Simulation and understanding of quantum crystals

TL;DR

This review discusses the physical understanding and simulation techniques of quantum crystals, emphasizing the importance of quantum nuclear effects in various solid-state materials and their implications across multiple scientific fields.

Contribution

It provides a comprehensive overview of quantum crystal properties, simulation methods, and highlights the significance of quantum nuclear effects in material behavior.

Findings

Quantum nuclear effects are crucial for understanding certain solid-state behaviors.

Quantum Monte Carlo and path-integral methods are key simulation techniques.

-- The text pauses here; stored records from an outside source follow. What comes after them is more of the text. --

PR #48, opened 2024-05-24
Feat/improve coordinate extraction

redur:
- Added additional metrics for coordinate extraction evaluation.
- Adjust extraction logic to ensure X & Y values are close together.
- Changed evaluation to allow small deviations due to approximate conversions between LV03 and LV95 coordinate systems.
- Added additional check for validity of extracted coordinates.

**Outcome:**
- (Almost) all cornercases are covered with the extraction improvement. Coordinate accuracy as well as coordinate precision increased. (i.e. listed cornercases in the jira ticket, and similar such cases are covered)
- There does not seem any need to use the pdf-coordinate (i.e. location of the text in the pdf) to determine the right coordinates.


redur:
Remaining mistakes:
3425.pdf. —> see below
A1150.pdf. —> OCR Issue
A1163.pdf —> typo on pdf
A1254.pdf. —> OCR issue
A185.pdf. —> strange (unexpected) coordinate format
A8425.pdf. —> OCR issue
A8432.pdf —> OCR issue


GroundTruth Wrong
A1141.pdf. —> typo in ground truth
A361.pdf —> deviation of 4
A494.pdf —> typo in ground truth
A7068.pdf —> deviation of 28 in ground truth
A7069.pdf —> deviation of 23
B542.pdf —> deviation of 62

3425.pdf --> The coordinates are written on a underlined dotted line. The dots from the line are recognized as "." in between the numbers. Weakening recognition statement leads to additional false positives (even though there is "X" and "Y" in the matched string)

I suggest we correct the ground truth. But do not allow larger deviations from the correct value.

stijnvermeeren-swisstopo:
This looks like a nice accuracy improvement!

The sentence "Adjust extraction logic to ensure X & Y values are close together." is not really accurate, if I understand correctly, as we are not checking that the are close together, but rather that they each fall within a specific range.

I'm not yet fully sure about the decision not to consider the location of the text in the PDF at all. You are right that with the additional constraints implemented here, consdering at the PDF coordinates does not really seem necessary to achieve a satisfactory accuracy on our data. On the other hand, I feel like this would still be a "cheap" way to give us some extra certainty about the extracted coordinates. Also, we might want to support other countries / coordinate systems in the future, where the coordinate values might be less constrained, and considering the PDF coordinates might become essential.
I'm not fully decided yet on whether I would like to implement this now, or keep this as an idea for the future. I'll review the results more after the weekend, and then make a decision.

src/stratigraphy/util/predictions.py
```diff
@@ -316,8 +317,8 @@ def evaluate_metadata(self, metadata_ground_truth: dict):
                 ground_truth_east = int(metadata_ground_truth["coordinates"]["E"])
                 ground_truth_west = int(metadata_ground_truth["coordinates"]["N"])
```
stijnvermeeren-swisstopo, line 318: `north`, nicht `west`

stijnvermeeren-swisstopo (changes requested):

redur:
> n the other hand, I feel like this would still be a "cheap" way to give us some extra certainty about the extracted coordinate

Thanks for the review! 
With "X and Y" close together I mean that we don't allow too much text (characters) in between X and Y values. There is an implicit "closeness" condition as the OCR engine will put text that is close in the pdf also close in the "textspace". Of course this is not fully bullet proof; but it works very well on all the different formats that we have in our data set.

Regarding "other" countries. Here I see the problem, that we have specific classes for our Coordinates with custom logic. E.g. adding the 1 and 2, switching the coordinates etc. I fear that another country would have to create their own coordinate class. Or we manage to parametrize the logic in the yaml file (which I believe would be hard).

Either way, probably it would be best to:
- Create a file that only contains coordinate classes
- Add documentation on how to add your own coordinate class
- A means to use the coordinate class, without the need to adjust the source code (maybe we leave this for the future and open an issue).

redur:
Improve comment about "X & Y are close"

redur:
Collect ideas regarding refactoring in a ticket.

PR #50, opened 2024-05-28
Feat/improve coordinate extraction review

stijnvermeeren-swisstopo:
* Also match non-ASCII single quotes in coordinates (necessary for digitally-born PDFs in Zurich dataset)
* Simplify/unify logic for matching coordinates in text and extracting coordinate values
* Iterate over all potential coordinate pairs that were found, and return the first valid one, instead of only checking the first one

### DIFF
--- a/src/stratigraphy/util/coordinate_extraction.py
+++ b/src/stratigraphy/util/coordinate_extraction.py
@@ -259,25 +259,25 @@ class CoordinateExtractor:
             text += page.get_text()
         text = text.replace("\n", " ")
 
-        # try to get the text by including X and Y
-        try:
-            x_values = [
-                int("".join(groups)) for groups in regex.findall(r"X[=:\s]{0,3}" + COORDINATE_ENTRY_REGEX, text)
-            ]
-            y_values = [
-                int("".join(groups)) for groups in regex.findall(r"Y[=:\s]{0,3}" + COORDINATE_ENTRY_REGEX, text)
-            ]
+        # Try to get the text by including explicit 'X' and 'Y' labels.
+        # In this case, we can allow for some whitespace in between the numbers.
+        # In some older borehole profile the OCR may recognize whitespace between two digits.
+        x_values = [int("".join(groups)) for groups in regex.findall(r"X[=:\s]{0,3}" + COORDINATE_ENTRY_REGEX, text)]
+        y_values = [int("".join(groups)) for groups in regex.findall(r"Y[=:\s]{0,3}" + COORDINATE_ENTRY_REGEX, text)]
+        # We are only checking the 1st x-value with the 1st y-value, the 2nd x-value with the 2nd y-value, etc.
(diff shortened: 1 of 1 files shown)


src/stratigraphy/util/coordinate_extraction.py
```diff
@@ -262,72 +261,40 @@ def extract_coordinates(self) -> list:
...
-                y_coordinate_string[0].replace(" ", "") + " / " + x_coordinate_string[0].replace(" ", "")
-            )
+            x_values = [
+                int("".join(groups)) for groups in regex.findall(r"X[=:\s]{0,3}" + COORDINATE_ENTRY_REGEX, text)
+            ]
+            y_values = [
+                int("".join(groups)) for groups in regex.findall(r"Y[=:\s]{0,3}" + COORDINATE_ENTRY_REGEX, text)
+            ]
+
+            coordinate_values = [(x_values[0], y_values[0])]
```
redur, line 271: Essentially, we're still just taking the first match. Did I get that correctly?

redur (commented):
I have just one question regarding the different matches on a pdf. 

Say our REGEX query has two matches. Will we consider both? You mentioned something in the daily that made me think we would look at all of them. But I don't see it in the code.

src/stratigraphy/util/coordinate_extraction.py
stijnvermeeren-swisstopo: In this case, yes, that's correct. Only lower down (line 286), when we use the results from the get_coordinate_pairs method, we now iterate through all potential matches, until a suitable one is found.

I guess that we could do the same here as well, though I did not come across an example where it would make a difference.

redur: If we already iterate through the coordinate values further down, I would propose we do it here too.

Basically 
```suggestion
            coordinate_values = [(x_values[i], y_values[i]) for i in range(min([len(x_values), len(y_values)])) ]
```

What do you think? It should not change anything as we'll check the first entry first for valid coordinates.

stijnvermeeren-swisstopo: Can we rely on the y_values and x_values corresponding with each other? Or should we really be checking all combinations of them (e.g. also the 2nd x_value and the 3rd y_value)?

redur: We can't be sure. But we have seen that the OCR engine extracts text in the right order (or at least text that is close in pdf space is close in text space). Therefore I would argue, that it makes sense to take the implicit ordering given by the OCR engine.

However, there could be cornercases where this is not true. But since we demand two coordinate values explicitly preceeded by 'X' and 'Y' the possibilities are slim for something going wrong.

My comment is rather, if we allow for multiple values further down, why don't we do this here? I don't think there are many cases where this ever makes a difference.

Ignoring QNE can lead to significant biases in material property interpretations.

Abstract

Quantum crystals abound in the whole range of solid-state species. Below a certain threshold temperature the physical behavior of rare gases (4He and Ne), molecular solids (H2 and CH4), and some ionic (LiH), covalent (graphite), and metallic (Li) crystals can be only explained in terms of quantum nuclear effects (QNE). A detailed comprehension of the nature of quantum solids is critical for achieving progress in a number of fundamental and applied scientific fields like, for instance, planetary sciences, hydrogen storage, nuclear energy, quantum computing, and nanoelectronics. This review describes the current physical understanding of quantum crystals and the wide variety of simulation techniques that are used to investigate them. Relevant aspects in these materials such as phase transformations, energy and structural properties, elasticity, and the effects of crystalline defects and dimensionality, are discussed thoroughly. An introduction to quantum Monte Carlo techniques, which in the present context are the simulation methods of choice, and other quantum simulation approaches (e. g., path-integral molecular dynamics and quantum thermal baths) is provided. The overarching objective of this article is twofold. First, to clarify in which crystals and physical situations the disregard of QNE may incur in important bias and erroneous interpretations. And second, to promote the study and appreciation of QNE, a topic that traditionally has been treated in the context of condensed matter physics, within the broad and interdisciplinary areas of materials science.